HOW TO COMPLETE THIS TASK
Which lines of the entries below contain the string "ensure"? Copy each one.

━━━━━ SOURCE MATERIAL

PR #2300, opened 2022-06-07
SYM-41: Expose cache.

jasperblues:


jasperblues:
Sorry for the PR, I meant to raise it on our fork, not the master repo. 

However, for note: For us it is useful to have the store change events publicly exposed. Perhaps others will find this useful.

AnthonyMDev:
Thanks again! Will definitely consider this for the re-write of this part of the library. I agree that it's not ideal having these strongly referenced here!

Issue #2101, opened 2022-01-19
Implement the output of `ApolloCodegenConfiguration`


calvincestari:
The work here is to ensure that all configuration properties of `ApolloCodegenConfiguration` affect the output in the desired way.

- [x] `queryStringLiteralFormat`
- [x] `deprecatedEnumCases` (done in #2303)
- [x] `schemaDocumentation`
- [x] `apqs`
  - [x]  `FileOutput.operationIdentifiersPath`
- [x] `additionalInflectionRules`
- [x] `warningsOnDeprecatedUsage`

_This was prompted by https://github.com/apollographql/apollo-ios/pull/2098#issuecomment-1016073269._

AnthonyMDev:
- `queryStringLiteralFormat`
  - `singleLine`:
```swift
public static let document: DocumentType = .notPersisted(
    definition: .init(
      "query AllAnimalsQuery { allAnimals {__typename height { __typename feet inches } ...HeightInMeters ...WarmBloodedDetails species skinCovering ...",
      fragments: [HeightInMeters.self, WarmBloodedDetails.self, PetDetails.self]
    ))
```

AnthonyMDev:
- `apq`
  - `persistedOperationsOnly`
```swift
public static let document: DocumentType = .persistedOperationsOnly(
    operationIdentifier: "a121309ofsah80j")))
```

AnthonyMDev:
- `schemaDocumentation`
  - SelectionSet Headers
```swift
/// AllAnimal.Predator
///
/// Parent Type: `Animal`
  public struct Predator: AnimalKingdomAPI.SelectionSet {
  public let data: DataDict
  public init(data: DataDict) { self.data = data }

  public static var __parentType: ParentType { .Interface(AnimalKingdomAPI.Animal.self) }
```

calvincestari:
`warningsOnDeprecatedUsage` - from https://github.com/apollographql/apollo-ios/pull/2303#discussion_r893846978

> For deprecated cases, we probably should have the deprecated annotation to provide a deprecation warning as well. https://stackoverflow.com/questions/71354470/deprecate-enum-value-in-swift
> 
> That warning should also apply to fields marked as deprecated in the schema.
> 
[...]

PR #2303, opened 2022-06-08
feat: Evaluate `deprecatedEnumCases` configuration option in generated code

calvincestari:
This PR
* Implements the logic for correct evaluation and output of the `ApolloCodegenConfiguration.OutputOptions.deprecatedEnumCases` codegen configuration option.
* Includes a JS frontend test to ensure that `deprecationReason` is correctly parsed and included with the compilation results.
* Adds the JS frontend test suite to the 'Swift Code Generation' CI test step

PR 1 of #2101


Sources/ApolloCodegenLib/Frontend/JavaScript/src/__tests__/deprecatedEnumCasesCompilationTests.ts
```diff
@@ -0,0 +1,64 @@
+import {
```
AnthonyMDev, line 1: Awesome job on this! We don't have many tests for the JS, nice to be adding more.

Worth calling out: I don't think we should spend too much time on writing tests here b/c ideally we move over to use `apollo-rs` at some point in the future! Easy additive tests like this are great, but I wouldn't take the time to go back and write comprehensive tests for the whole thing until we move over to `apollo-rs` (if that ever happens).

Sources/ApolloCodegenLib/Templates/EnumTemplate.swift
```diff
@@ -1,22 +1,35 @@
...
     )
   }
+
+  private func evaluateDeprecation(
+    graphqlEnumValue: GraphQLEnumValue,
+    config: ReferenceWrapped<ApolloCodegenConfiguration>
+  ) -> String? {
+    switch (config.options.deprecatedEnumCases, graphqlEnumValue.deprecationReason) {
+    case (.exclude, .some): return nil
+    default: return "case \(graphqlEnumValue.name)"
```
AnthonyMDev, line 32: This made me think of something.

For deprecated cases, we probably should have the deprecated annotation to provide a deprecation warning as well. https://stackoverflow.com/questions/71354470/deprecate-enum-value-in-swift

That warning should also apply to fields marked as deprecated in the schema.

Though some people may not want those warning clogging up their project, even when things are deprecated... So  we should add another configuration option for this. Maybe add `public let warningsOnDeprecatedUsage: Composition`. This would add the `@available(*, deprecated, message: "Deprecated: \(deprecationReason)") to enum cases and deprecated fields if set to `.include`.

Can we add this to the list of config options you're working on?

Tests/ApolloCodegenInternalTestHelpers/MockGraphQLType.swift
```diff
@@ -98,18 +99,29 @@ public extension GraphQLEnumType {
   class func mock(
     name: String,
     values: [String] = []
+  ) -> Self {
```
AnthonyMDev, line 102: I like the addition of this. Nice

Tests/ApolloCodegenTests/CodeGeneration/Templates/EnumTemplateTests.swift
```diff
@@ -14,9 +15,23 @@ class EnumTemplateTests: XCTestCase {
...
+    values: [(String, String?)] = [("ONE", nil), ("TWO", nil)],
+    config: ApolloCodegenConfiguration = ApolloCodegenConfiguration.mock()
+  ) {
     subject = EnumTemplate(
-      graphqlEnum: GraphQLEnumType.mock(name: name, values: values)
+      graphqlEnum: GraphQLEnumType.mock(
+        name: name,
+        values: values.map({ GraphQLEnumValue.mock(name: $0.0, deprecationReason: $0.1) })
+      ),
+      config: ReferenceWrapped(value: config)
```
AnthonyMDev, line 34: We should really fix `ReferenceWrapped` to not have the `value` name on the initializer. I'm going to do that at some point.

AnthonyMDev (approved):
Perfect! No changes necessary for this. Comments are all about future additions we should make. This is ready to merge!

Tests/ApolloCodegenTests/CodeGeneration/Templates/EnumTemplateTests.swift
calvincestari: At the time I thought it read nicely and fit with the Swift naming guidelines. Not opposed to renaming it though.

Sources/ApolloCodegenLib/Templates/EnumTemplate.swift
calvincestari: This is a pretty nice suggestion, I think that could be really useful. Yes I'll add it to #2101.

PR #2306, opened 2022-06-09
API for Local Cache Mutations

AnthonyMDev:
This defines `LocalCacheMutation` and refactors the `ApolloStore` to handle read/write transactions using them.
It also makes `DataDict` mutable to be used in `LocalCacheMutation`.

Next PRs:
[] Supporting local cache mutations for `mutation`, `subscription`, and `fragment`. (Currently only supports queries).
[] Generating the local cache mutations


calvincestari (approved):
LGTM!

PR #2311, opened 2022-06-13
Generate local cache mutations 

AnthonyMDev:
Generate Local Cache Mutation Templates!

Also needed to strip the `@apollo_client_ios_localCacheMutation` directive from the definition we send in the network request. While doing that, I did some clean up to the code that adds the `__typename` field. This way we just make one pass to convert the client definition into one suitable for sending to the server. Also added tests for that!


Tests/ApolloCodegenTests/CodeGeneration/Templates/OperationDefinitionTemplateTests.swift
```diff
@@ -399,8 +399,6 @@ class OperationDefinitionTemplateTests: XCTestCase {
 
     let actual = renderSubject()
 
-//    print(actual)
```
calvincestari, line 402: Hehe, this was probably me - 😬

Tests/ApolloCodegenTests/TestHelpers/LineByLineComparison.swift
```diff
@@ -66,6 +68,20 @@ public func equalLineByLine(
   }
 }
 
+fileprivate func PrettyPrintedFailureResult(
+  actual: String?,
+  message: ExpectationMessage
+) -> PredicateResult {
+  if let actual = actual {
+    print ("Actual Document:")
+    print(actual)
```
calvincestari, line 77: Nice quality of life change for us - thanks!

Tests/TestPlans/Apollo-CodegenTestPlan.xctestplan
```diff
@@ -13,6 +13,7 @@
   },
   "testTargets" : [
     {
+      "parallelizable" : true,
```
calvincestari, line 16: I'm not certain what level of service we pay for in CircleCI. This could work against us if the shared machines we run CI on become saturated with other jobs too. Appears to give a nice improvement but worth keeping an eye on and remembering if we see odd test behaviour. Nice find!

calvincestari (commented):
I had a comment re. this in one of the TS test files but we need to consider the implication of stripping things from the query string on Operation Safelisting. I feel like it may force us to implement the safelisting logic in apollo-ios because our client is the only one that would understand the local-only directives.

Sources/AnimalKingdomAPI/AnimalKingdomAPI/Sources/Schema/Schema.swift
```diff
@@ -11,6 +11,12 @@ where Schema == AnimalKingdomAPI.Schema {}
 public protocol InlineFragment: ApolloAPI.SelectionSet & ApolloAPI.InlineFragment
 where Schema == AnimalKingdomAPI.Schema {}
 
+public protocol MutableSelectionSet: ApolloAPI.MutableRootSelectionSet
```
calvincestari, line 14: If I'm not mistaken I think this PR is missing the changes to `SchemaTemplate.swift` to generate this code. I just rebased my PR (#2313) and this file isn't having these protocols generated. Let's sync on this in the morning.

PR #2323, opened 2022-06-21
refactor: Various uses of `ApolloCodegenConfiguration`

calvincestari:
This PR cleans up the usage of the shared configuration property in the templates and tests.
* Moves the `config` property into the protocol so it's available in the protocol extension
* Removes the need to pass `config` into various functions since it's now available on the protocol
* Refactors some test repetition
* Enforces consistency of template properties


AnthonyMDev (approved):
Thanks for this!

PR #2328, opened 2022-06-24
Support Schema Extension Compilation

### LINKED ISSUE #2058: Extend GraphQLJSFrontend to work with schema extension files
Backstory to this is https://github.com/apollographql/apollo-ios/pull/2055#discussion_r765447128.

tl;dr - the schema + extensions needs to be parsed and merged, like operation documents, then the 'complete' AST can be created from the combined document.

AnthonyMDev:
closes #2058


Sources/ApolloCodegenLib/Frontend/JavaScript/src/index.ts
```diff
@@ -31,7 +33,37 @@ export {
...
+export function loadSchemaFromSources(sources: Source[]): GraphQLSchema {
+  var introspectionJSONResult: Source | undefined
+
+  var documents = new Array<DocumentNode>()
+  for (const source of sources) {
+    if (source.name.endsWith(".json")) {
+      if (!introspectionJSONResult) {
+        introspectionJSONResult = source        
+      } else {
+        throw new Error(`Schema search paths can only include one JSON schema definition.
```
calvincestari, line 45: Where does this constraint come from? Is graphql.js unable to merge multiple JSON sources? IMO extensions make sense in SDL but I wonder if there is an edge case where the schema is broken up into multiple JSON files; that may not even be possible though.

Either way I think this constraint should make it's way up into the header doc for `schemaSearchPaths`.

calvincestari (approved):
This looks great - thank you! The new test coverage is spot on.

Sources/ApolloCodegenLib/Frontend/JavaScript/src/index.ts
calvincestari: The precondition just states the required extension but doesn't mention there can only be one. "schema files" could be interpreted to mean more than one.

> Precondition: JSON format schema files must have the file extension ".json".

AnthonyMDev: Oh youre right! I'll add that.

━━━━━━━━━━

RESPONSE
The work here is to ensure that all configuration properties of `ApolloCodegenConfiguration` affect the output in the desired way.
* Includes a JS frontend test to ensure that `deprecationReason` is correctly parsed and included with the compilation results.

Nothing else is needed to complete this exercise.